There're a few things to think about in this scenario:

  • Your updated views will get to the web role instances within "local cache expiration time + worker scan interval". The lower the values, the more distributed cache requests and blob storage transactions.
  • The Azure AppFabric Cache is the only Azure service preventing the whole platform to be truly scalable. You have to choose the best cache plan based on the overall size (in MB) of your views, the number of your instances and the number of simultaneous cache requests required per instance.
  • consider caching of the compiled views inside your instances (not in the AppFabric cache). Reset this local cache based on the dedicated AppFabric cache key/keys. This will raise the performance greatly for you, as rendering the output html will be as easy as injecting the model to the pre-compiled views.
  • of course, the cache-retrieval code in your web roles must be able to retrieve the view from the primary source (storage), if it is unable to retrieve it from the cache for whatever reason.
1
votes

My suggestion is to create an abstraction on top of the blob storage, so that no one is directly writing to the blob. Then submit a message to Azure's Queue service when a new file is written. Have the file receiver poll that queue for changes. No need to scan the entire blob store recursively.
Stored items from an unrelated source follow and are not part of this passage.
PR #12779, opened 2024-04-01
Fix upload download problems

alperozturk96:

**This PR Fixes Following Problems**

+ Sync icon visibility during download
+ Accessing after download attempt to etag throws null point exception
+ Remove file dialog actions order is wrong for downloaded and normal file
+ File download

**Note**

The Spotbugs count increased due to the reintroduction of old code (with improvements) in this PR.

### DIFF
--- a/app/src/main/java/com/owncloud/android/datamodel/OCFile.java
+++ b/app/src/main/java/com/owncloud/android/datamodel/OCFile.java
@@ -361,15 +361,6 @@ public class OCFile implements Parcelable, Comparable<OCFile>, ServerFileInterfa
         return false;
     }
 
-    public String getFileNameWithoutExtension(String fileName) {
-        int dotIndex = fileName.lastIndexOf('.');
-        if (dotIndex > 0) {
-            return fileName.substring(0, dotIndex);
-        } else {
-            return fileName;
-        }
-    }
-
     /**
      * The path, where the file is stored locally
      *
--- a/app/src/main/java/com/owncloud/android/operations/DownloadFileOperation.java
+++ b/app/src/main/java/com/owncloud/android/operations/DownloadFileOperation.java
@@ -273,7 +273,7 @@ public class DownloadFileOperation extends RemoteOperation {
                 }
             }
 
-            if (downloadType == DownloadType.DOWNLOAD) {
+            if (downloadType == DownloadType.DOWNLOAD && !file.isEncrypted()) {
                 moved = tmpFile.renameTo(newFile);
                 newFile.setLastModified(file.getModificationTimestamp());
                 if (!moved) {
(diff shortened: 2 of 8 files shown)


app/src/main/java/com/owncloud/android/datamodel/OCFile.java
```diff
@@ -361,15 +361,6 @@ public boolean existsOnDevice() {
         return false;
     }
 
-    public String getFileNameWithoutExtension(String fileName) {
```
alperozturk96, line 364: Unused function

app/src/main/java/com/owncloud/android/operations/UploadFileOperation.java
```diff
@@ -726,7 +726,7 @@ private RemoteOperationResult encryptedUpload(OwnCloudClient client, OCFile pare
                                                                  metadata,
                                                                  token,
                                                                  client,
-                                                                 metadataExists,
```
alperozturk96, line 729: Metadata is already available for version 2, so there is no need to check the metadataExists value for version 2 because this value is only verified for version 1.

app/src/main/java/com/owncloud/android/operations/DownloadFileOperation.java
```diff
@@ -273,7 +273,13 @@ protected RemoteOperationResult run(OwnCloudClient client) {
                 }
             }
 
-            if (downloadType == DownloadType.EXPORT) {
+            if (downloadType == DownloadType.DOWNLOAD) {
```
alperozturk96, line 276: Code that was removed during end-to-end (e2e) fixes previously caused download issues for e2e. However, after recent improvements, it no longer affects e2e and doesn't disrupt normal file downloads either. Special thanks to @Unpublished for this.

app/src/main/java/com/owncloud/android/operations/DownloadFileOperation.java
```diff
@@ -273,7 +273,13 @@ protected RemoteOperationResult run(OwnCloudClient client) {
                 }
             }
 
-            if (downloadType == DownloadType.EXPORT) {
+            if (downloadType == DownloadType.DOWNLOAD && !file.isEncrypted()) {
```
alperozturk96, line 276: Code that was removed during end-to-end (e2e) fixes previously caused download issues for e2e. However, after recent improvements, it no longer affects e2e and doesn't disrupt normal file downloads either. Special thanks to @Unpublished for this. 

I just added isEncrypted check because if we don't ignore this if block for e2e file try to be opened as encrypted, therefore user will not able to open file.

I tested for v1 and v2 encryption, it's working.

alperozturk96:
Duplication [of](https://github.com/nextcloud/android/pull/12794)

PR #12790, opened 2024-04-02
Add SPDX header

AndyScherzinger:


AndyScherzinger:
@David-Development the 3 SSO related classes where flagged with GPL3 while they should be AGPL3. Are you fine with changing the license to AGPL3? Thanks for your feedback 🙏

David-Development:
@AndyScherzinger yes, changing it to AGPL3 sounds good to me! 🙂 Thank you!

PR #12793, opened 2024-04-02
Fix Crash Show Fragment During FileActivity Lifecycle Change

JonasMayerDev:
**By Alper**

### DIFF
--- a/app/src/main/java/com/owncloud/android/ui/activity/FileActivity.java
+++ b/app/src/main/java/com/owncloud/android/ui/activity/FileActivity.java
@@ -520,17 +520,20 @@ public abstract class FileActivity extends DrawerActivity
      * Show loading dialog
      */
     public void showLoadingDialog(String message) {
-        // grant that only one waiting dialog is shown
-        dismissLoadingDialog();
-        // Construct dialog
-        Fragment frag = getSupportFragmentManager().findFragmentByTag(DIALOG_WAIT_TAG);
-        if (frag == null) {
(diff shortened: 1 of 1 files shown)


app/src/main/java/com/owncloud/android/ui/activity/FileActivity.java
```diff
@@ -532,17 +532,20 @@ protected void updateFileFromDB(){
...
+            dismissLoadingDialog();
+            // Construct dialog
+            Fragment frag = getSupportFragmentManager().findFragmentByTag(DIALOG_WAIT_TAG);
+            if (frag == null) {
+                Log_OC.d(TAG, "show loading dialog");
+                LoadingDialog loading = LoadingDialog.newInstance(message);
+                FragmentManager fm = getSupportFragmentManager();
+                FragmentTransaction ft = fm.beginTransaction();
+                loading.show(ft, DIALOG_WAIT_TAG);
+                fm.executePendingTransactions();
```
ZetaTom, line 547:
```suggestion
            ft.add(loading, DIALOG_WAIT_TAG);
            ft.commitAllowingStateLoss();
```

I think that we should use `ft.commitAllowingStateLoss()`, as we're already using `loading.dismissAllowingStateLoss()` in `dismissLoadingDialog()`. Then we can probably remove the if statement checking `mResumed`.

alperozturk96:
Duplication of https://github.com/nextcloud/android/pull/13037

As far as the abstraction goes, use an Azure web role or worker role to authenticate and authorize your clients. Have it write to the Blob store(s). You can implement the abstraction using HTTPHandlers or WCF to directly handle the IO requests.

This abstraction will allow you to overcome the blob limitation of 5000 files you mention in the comments above, and will allow you scale out and provide additional features to your customers.

I'd be interested in seeing your code when you have a chance. Perhaps I can give you some more tips or code fixes.